PR #1708, opened 2024-03-04
fix(isochrones): correct and unify edge splitting

aoles:
### Pull Request Checklist

         have been resolved.
         [Unreleased] heading.

- Key functionality added: Split edges based on difference in coordinates rather than their actual distance in meters, and use the same splitting length across isochrone builders.
- Reason for change: Distance-based splitting proved to be unreliable, while different defaults across the builders introduced additional differences in the generated geometries.

In order to guarantee correct construction of the concave hull edge splitting operations need to be performed based on the differences computed on geocoordinates rather than on the actual distances in meters. In practice, this switch makes  little difference to the produced geometries and has virtually no measurable impact on performance. Typical differences in geometries observed are as follows, where blue is the geometry produced with  the previous approach, and red with the new one.

image

The reduction of the splitting length has more noticeable effects, see [report](https://rpubs.com/aoles/splitting_length_reduction). For regular isochrones going down by 1/3 from `0.012` to `0.009`, which corresponds to 1333 and 999 meters in latitude, respectively, comes with a performance penalty of around 15%. However, it helps to increase isochrone accuracy and avoid false inclusion of unreachable areas, which is best illustrated by the following example.

image
<sup>Location 10</sup>

Typically, the observed differences are more subtle, such as

image
<sup>Location 4</sup>

and

image
<sup>Location 7</sup>

### DIFF
--- a/ors-engine/src/main/java/org/heigit/ors/isochrones/builders/AbstractIsochroneMapBuilder.java
+++ b/ors-engine/src/main/java/org/heigit/ors/isochrones/builders/AbstractIsochroneMapBuilder.java
@@ -22,7 +22,7 @@ import java.util.List;
 import static org.locationtech.jts.algorithm.hull.ConcaveHull.concaveHullByLength;
 
 public abstract class AbstractIsochroneMapBuilder implements IsochroneMapBuilder {
-    private static final double MAX_SEGMENT_LENGTH = 0.18;// corresponds to 20000 m
+    private static final double MAX_SEGMENT_ANGLE = 0.18;// in degrees, corresponds to 20000 m
     protected static final DistanceCalc dcFast = new DistancePlaneProjection();
     protected GeometryFactory geometryFactory;
     protected RouteSearchContext searchContext;
@@ -170,7 +170,7 @@ public abstract class AbstractIsochroneMapBuilder implements IsochroneMapBuilder
                 lat1 = pl.getLat(i);
                 lon1 = pl.getLon(i);
                 addPoint(points, lon0, lat0);
-                splitLineSegment(lat0, lon0, lat1, lon1, points, minSplitLength, MAX_SEGMENT_LENGTH);
+                splitLineSegment(lat0, lon0, lat1, lon1, points, minSplitLength, MAX_SEGMENT_ANGLE);
                 lon0 = lon1;
                 lat0 = lat1;
             }
--- a/ors-engine/src/main/java/org/heigit/ors/isochrones/builders/AbstractIsochroneMapBuilder.java
+++ b/ors-engine/src/main/java/org/heigit/ors/isochrones/builders/AbstractIsochroneMapBuilder.java
@@ -22,7 +22,7 @@ import java.util.List;
 import static org.locationtech.jts.algorithm.hull.ConcaveHull.concaveHullByLength;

════

= Problem details =
Reproduce the listing above verbatim, from first line to last.

= Reply to the task =
PR #1708, opened 2024-03-04
fix(isochrones): correct and unify edge splitting

aoles:
### Pull Request Checklist

         have been resolved.
         [Unreleased] heading.

- Key functionality added: Split edges based on difference in coordinates rather than their actual distance in meters, and use the same splitting length across isochrone builders.
- Reason for change: Distance-based splitting proved to be unreliable, while different defaults across the builders introduced additional differences in the generated geometries.

In order to guarantee correct construction of the concave hull edge splitting operations need to be performed based on the differences computed on geocoordinates rather than on the actual distances in meters. In practice, this switch makes  little difference to the produced geometries and has virtually no measurable impact on performance. Typical differences in geometries observed are as follows, where blue is the geometry produced with  the previous approach, and red with the new one.

image

The reduction of the splitting length has more noticeable effects, see [report](https://rpubs.com/aoles/splitting_length_reduction). For regular isochrones going down by 1/3 from `0.012` to `0.009`, which corresponds to 1333 and 999 meters in latitude, respectively, comes with a performance penalty of around 15%. However, it helps to increase isochrone accuracy and avoid false inclusion of unreachable areas, which is best illustrated by the following example.

image
<sup>Location 10</sup>

Typically, the observed differences are more subtle, such as

image
<sup>Location 4</sup>

and

image
<sup>Location 7</sup>

### DIFF
--- a/ors-engine/src/main/java/org/heigit/ors/isochrones/builders/AbstractIsochroneMapBuilder.java
+++ b/ors-engine/src/main/java/org/heigit/ors/isochrones/builders/AbstractIsochroneMapBuilder.java
@@ -22,7 +22,7 @@ import java.util.List;
 import static org.locationtech.jts.algorithm.hull.ConcaveHull.concaveHullByLength;
 
 public abstract class AbstractIsochroneMapBuilder implements IsochroneMapBuilder {
-    private static final double MAX_SEGMENT_LENGTH = 0.18;// corresponds to 20000 m
+    private static final double MAX_SEGMENT_ANGLE = 0.18;// in degrees, corresponds to 20000 m
     protected static final DistanceCalc dcFast = new DistancePlaneProjection();
     protected GeometryFactory geometryFactory;
     protected RouteSearchContext searchContext;
@@ -170,7 +170,7 @@ public abstract class AbstractIsochroneMapBuilder implements IsochroneMapBuilder
                 lat1 = pl.getLat(i);
                 lon1 = pl.getLon(i);
                 addPoint(points, lon0, lat0);
-                splitLineSegment(lat0, lon0, lat1, lon1, points, minSplitLength, MAX_SEGMENT_LENGTH);
+                splitLineSegment(lat0, lon0, lat1, lon1, points, minSplitLength, MAX_SEGMENT_ANGLE);
                 lon0 = lon1;
                 lat0 = lat1;
             }
--- a/ors-engine/src/main/java/org/heigit/ors/isochrones/builders/AbstractIsochroneMapBuilder.java
+++ b/ors-engine/src/main/java/org/heigit/ors/isochrones/builders/AbstractIsochroneMapBuilder.java
@@ -22,7 +22,7 @@ import java.util.List;
 import static org.locationtech.jts.algorithm.hull.ConcaveHull.concaveHullByLength;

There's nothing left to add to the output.